● PROBLEM TO WORK ON: Transcribe every line of the records verbatim.

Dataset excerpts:
___
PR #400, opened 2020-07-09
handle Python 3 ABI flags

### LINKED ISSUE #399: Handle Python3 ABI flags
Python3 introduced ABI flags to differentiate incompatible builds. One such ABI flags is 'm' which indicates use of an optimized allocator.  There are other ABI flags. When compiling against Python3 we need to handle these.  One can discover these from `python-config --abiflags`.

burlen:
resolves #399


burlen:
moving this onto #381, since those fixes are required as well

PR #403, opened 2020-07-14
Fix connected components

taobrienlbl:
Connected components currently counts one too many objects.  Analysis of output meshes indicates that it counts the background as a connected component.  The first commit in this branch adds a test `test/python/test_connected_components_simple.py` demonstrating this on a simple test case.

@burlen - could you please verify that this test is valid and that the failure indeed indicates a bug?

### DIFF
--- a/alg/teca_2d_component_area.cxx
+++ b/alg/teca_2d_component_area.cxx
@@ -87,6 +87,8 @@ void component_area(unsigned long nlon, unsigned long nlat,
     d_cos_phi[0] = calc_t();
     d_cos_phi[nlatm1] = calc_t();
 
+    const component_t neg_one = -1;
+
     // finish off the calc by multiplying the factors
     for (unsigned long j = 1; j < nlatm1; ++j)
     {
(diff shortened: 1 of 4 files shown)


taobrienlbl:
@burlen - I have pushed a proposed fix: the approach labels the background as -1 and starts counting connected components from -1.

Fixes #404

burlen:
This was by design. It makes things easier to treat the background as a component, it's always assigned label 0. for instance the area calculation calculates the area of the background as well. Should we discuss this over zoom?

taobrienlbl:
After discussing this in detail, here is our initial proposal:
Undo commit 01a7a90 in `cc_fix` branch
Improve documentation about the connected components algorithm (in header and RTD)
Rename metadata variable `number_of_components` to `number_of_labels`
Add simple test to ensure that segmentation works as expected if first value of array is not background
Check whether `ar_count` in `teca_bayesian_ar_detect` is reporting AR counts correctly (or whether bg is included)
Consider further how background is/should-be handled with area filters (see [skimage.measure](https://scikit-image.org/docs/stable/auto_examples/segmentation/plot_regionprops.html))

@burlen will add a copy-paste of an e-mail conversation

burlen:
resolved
___
● RESPONSE AREA:
PR #400, opened 2020-07-09
handle Python 3 ABI flags

### LINKED ISSUE #399: Handle Python3 ABI flags
Python3 introduced ABI flags to differentiate incompatible builds. One such ABI flags is 'm' which indicates use of an optimized allocator.  There are other ABI flags. When compiling against Python3 we need to handle these.  One can discover these from `python-config --abiflags`.

burlen:
resolves #399


burlen:
moving this onto #381, since those fixes are required as well

PR #403, opened 2020-07-14
Fix connected components

taobrienlbl:
Connected components currently counts one too many objects.  Analysis of output meshes indicates that it counts the background as a connected component.  The first commit in this branch adds a test `test/python/test_connected_components_simple.py` demonstrating this on a simple test case.

@burlen - could you please verify that this test is valid and that the failure indeed indicates a bug?

### DIFF
--- a/alg/teca_2d_component_area.cxx
+++ b/alg/teca_2d_component_area.cxx
@@ -87,6 +87,8 @@ void component_area(unsigned long nlon, unsigned long nlat,
     d_cos_phi[0] = calc_t();
     d_cos_phi[nlatm1] = calc_t();
 
+    const component_t neg_one = -1;
+
     // finish off the calc by multiplying the factors
     for (unsigned long j = 1; j < nlatm1; ++j)
     {
(diff shortened: 1 of 4 files shown)


taobrienlbl:
@burlen - I have pushed a proposed fix: the approach labels the background as -1 and starts counting connected components from -1.

Fixes #404

burlen:
This was by design. It makes things easier to treat the background as a component, it's always assigned label 0. for instance the area calculation calculates the area of the background as well. Should we discuss this over zoom?

taobrienlbl:
After discussing this in detail, here is our initial proposal:
Undo commit 01a7a90 in `cc_fix` branch
Improve documentation about the connected components algorithm (in header and RTD)
Rename metadata variable `number_of_components` to `number_of_labels`
Add simple test to ensure that segmentation works as expected if first value of array is not background
Check whether `ar_count` in `teca_bayesian_ar_detect` is reporting AR counts correctly (or whether bg is included)
Consider further how background is/should-be handled with area filters (see [skimage.measure](https://scikit-image.org/docs/stable/auto_examples/segmentation/plot_regionprops.html))

@burlen will add a copy-paste of an e-mail conversation

burlen:
resolved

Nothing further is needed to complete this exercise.